Pois a alegria está ali, a maior das alegrias que tenha feito na terra palpitar um coração.
A todos os instantes, desde o Presépio ao Calvário, durante mesmo o abandono na Cruz, e não obstante todos os sofrimentos da Paixão, Jesus Cristo era bem-aventurado, era perfeitamente feliz, Sua alma palpitava de alegria.
Parece-nos impossível no coração de Jesus Cristo a harmonia de uma tão grande alegria com uma tão grande dor; mas isso somente porque não compreendemos as operações das duas naturezas - divina e humana- numa só pessoa, nem compreendemos a dupla vida de viajor e compreensor que a alma de Jesus levava na terra.
Mas a razão esclarecida pela teologia nos diz que a alegria em Jesus Cristo não foi menos real que a dor.
A dor teve uma revelação exterior - a Paixão; e por isso vemo-la melhor.
Como, porém, poderemos compreender a vida de Jesus Cristo sem a alegria?
Ele era na terra o próprio Verbo revestido da nossa natureza; era o próprio Deus, e não podemos compreendê-lO senão como uma imensa alegria.
Deus é a bem-aventurança, a perfeição, a felicidade, a alegria; e o Verbo de Deus não é senão a infinita alegria do Pai substancial e perfeitamente reproduzida no Filho, unidos ambos por um amor substancial, que não é também senão um coninfinito de alegria.
Mas, se Deus é alegria, tudo que procede de Deus não pode ser senão a alegria.
A criação foi a primeira efusão da alegria; a redenção a segunda, porque a redenção não se fez senão para que o mundo reassumisse o seu destino primitivo.

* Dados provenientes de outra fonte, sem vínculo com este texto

PR #1483, opened 2018-06-04
Set properties when linking objects

murlock:
##### SUMMARY

Metadata was copied from original source without possibilities to change them

It is first part that fix modifying ACL of existing object on Swift / S3.

Like S3/Swift, we allow to copy or replace metadata through a dedicated parameter.

##### ISSUE TYPE
 - Bugfix Pull Request

##### COMPONENT NAME

OIO

##### SDS VERSION
```
4.1.x
```

##### ADDITIONAL INFORMATION

Behavior to adopt is not clear as API must allow to specify metadata or not (https://developer.openstack.org/api-ref/object-store/index.html#copy-object with `X-Fresh-Metadata` or https://docs.aws.amazon.com/AmazonS3/latest/API/RESTObjectCOPY.html with `x-amz-metadata-directive`)

And it should not break container snapshot of `4.2`

### DIFF
--- a/oio/api/object_storage.py
+++ b/oio/api/object_storage.py
@@ -935,7 +935,7 @@ class ObjectStorageApi(object):
     @patch_kwargs
     def object_fastcopy(self, target_account, target_container, target_obj,
                         link_account, link_container, link_obj,
-                        version=None,  **kwargs):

Sendo o Verbo o próprio Deus e sendo Deus uma infinita alegria, esta alegria que se comunica a todas as Suas obras comunica-se também à Sua humanidade santa.
Que inefáveis alegrias as do Verbo encarnado!
Alegria da perfeição da Sua humanidade; do pleno uso da Sua razão; da perfeita ciência da Sua alma; da Sua soberania e realeza sobre a criação; da completa visão que Ele tem de Deus; da perfeita adoração que Lhe presta; do Seu amor pela Mãe Imaculada que Ele próprio criou; pelos homens Seus irmãos, que veio resgatar; pela Igreja, Sua noiva, que veio esposar; pela própria Cruz, que, desde o primeiro instante da Sua vida terrestre, plantava com gozo inefável no centro do Seu coração, como o símbolo da Sua vitória e o emblema da redenção!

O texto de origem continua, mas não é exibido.